Research & Papers

New OFU metric gives instant GPU efficiency visibility at fleet scale

Zero instrumentation, 2% accuracy, catches 2.5x efficiency regressions across large GPU fleets.

Deep Dive

A team of researchers (Pedersen et al.) has unveiled Overall FLOP Utilization (OFU), a lightweight, hardware-level metric that gives operators instant visibility into GPU efficiency across massive AI fleets—without any code changes or instrumentation. OFU is derived from just two on-chip performance counters: Tensor Pipe Activity and SM clock frequency. This makes it precision-agnostic and backwards-compatible across GPU generations, from H100 to GB200, supporting numeric formats from FP16 through NVFP4.
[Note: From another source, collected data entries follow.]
PR #9382, opened 2020-11-18
New Data Source azurerm_virtual_wan

EtienneDeneuve:
That's my first try in Go, so please be kind and helpful :)


website/docs/d/virtual_wan.html.markdown
```diff
@@ -0,0 +1,97 @@
...
+
+- `disable_vpn_encryption` - (Optional) True, if vpn encryption is disabled.
+
+- `location` - The Azure Region where the Virtual Wan exists.
+
+- `office365_local_breakout_category` - (Optional) Possible value are :
+    - `All`
+    - `None`
+    - `Optimize`
+    - `OptimizeAndAllow`.
```
tombuildsstuff, line 83: (same here) could we make this:

- `office365_local_breakout_category` - The Office365 Local Breakout Category.

website/docs/d/virtual_wan.html.markdown
```diff
@@ -0,0 +1,97 @@
...
+
+- `sku` - Type of Virtual Wan (Basic or Standard).
+
+- `tags` - A mapping of tags assigned to the Virtual Wan.
+
+- `virtual_hubs` - (Optional) list of virtual hubs attached.
+
+- `vpn_sites` - (Optional) list of vpn sites attached.
```
tombuildsstuff, line 91: since this is now a list of ID's can we make this:

```suggestion
- `vpn_site_ids` - A list of VPN Site ID's attached to this Virtual WAN.
```

website/docs/d/virtual_wan.html.markdown
```diff
@@ -0,0 +1,97 @@
...
+    - `All`
+    - `None`
+    - `Optimize`
+    - `OptimizeAndAllow`.
+
+- `sku` - Type of Virtual Wan (Basic or Standard).
+
+- `tags` - A mapping of tags assigned to the Virtual Wan.
+
+- `virtual_hubs` - (Optional) list of virtual hubs attached.
```
tombuildsstuff, line 89: since this is now a list of ID's can we make this:

```suggestion
- `virtual_hub_ids` - A list of Virtual Hubs ID's attached to this Virtual WAN.
```

azurerm/internal/services/network/virtual_wan_data_source.go
```diff
@@ -0,0 +1,147 @@
...
+	"github.com/hashicorp/terraform-plugin-sdk/helper/schema"
+	"github.com/hashicorp/terraform-plugin-sdk/helper/validation"
+	"github.com/terraform-providers/terraform-provider-azurerm/azurerm/helpers/azure"
+	"github.com/terraform-providers/terraform-provider-azurerm/azurerm/internal/clients"
+	"github.com/terraform-providers/terraform-provider-azurerm/azurerm/internal/tags"
+	"github.com/terraform-providers/terraform-provider-azurerm/azurerm/internal/timeouts"
+	"github.com/terraform-providers/terraform-provider-azurerm/azurerm/utils"
+)
+
+func dataSourceArmVirtualWan() *schema.Resource {
```
tombuildsstuff, line 19: in order to confirm this Data Source works going forward (for example when we upgrade the Azure SDK/an API Version), we need to add an Acceptance Test to provision a Virtual WAN and confirm that this Data Source works as expected - as such could we add a test to check that? Here's an example of how we do that for `azurerm_subnet`: https://github.com/terraform-providers/terraform-provider-azurerm/blob/master/azurerm/internal/services/network/tests/subnet_data_source_test.go

tombuildsstuff (changes requested):
hey @EtienneDeneuve

Thanks for this PR :)

Taking a look through this is off to a good start - if we can fix up the comments and add an acceptance test to confirm this works going forward then we should be able to run those tests and get this merged 👍 

Thanks!

website/docs/d/virtual_wan.html.markdown
EtienneDeneuve: I’ll change that :)

azurerm/internal/services/network/virtual_wan_data_source.go
EtienneDeneuve: done :)

EtienneDeneuve (commented):
good :)

EtienneDeneuve (commented):
Good To Go

katbyte (approved):
Thanks @EtienneDeneuve - this LGTM 👍

PR #9396, opened 2020-11-19
Docs: Use proper resource names in import section

piontas:
Documentation for `virtual_desktop_application_group` and `virtual_desktop_host_pool` has a wrong import example - missing `azurerm_` prefix.


tombuildsstuff (approved):
LGTM - thanks for this @piontas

In rigorous testing, the team demonstrated that after applying a simple tile-quantization correction, OFU predicts application-level Model FLOP Utilization (MFU) to within ≤2 percentage points across controlled GEMM benchmarks. Against 608 real-world training jobs, OFU achieved a correlation of r=0.78 with MFU and even surfaced two cases where frameworks were miscalculating FLOPs. Most impressively, in live deployment across large-scale GPU fleets, OFU immediately caught a 2.5x efficiency regression and tracked precision-dependent utilization shifts during mixed-precision pretraining. The researchers argue OFU is a practical, deployment-ready complement to MFU for continuous, fleet-wide efficiency monitoring.

Key Points
  • OFU uses only two hardware counters (Tensor Pipe Activity & SM clock frequency) – no app changes needed
  • After correction, predicts MFU within 2 percentage points (tested on H100/GB200 across FP16, TF32, FP8, NVFP4)
  • Deployed on production fleets, detected a 2.5x efficiency regression and revealed two FLOPs miscalculations in frameworks

Why It Matters

Enables operators to monitor GPU efficiency continuously at scale without instrumentation, catching regressions instantly.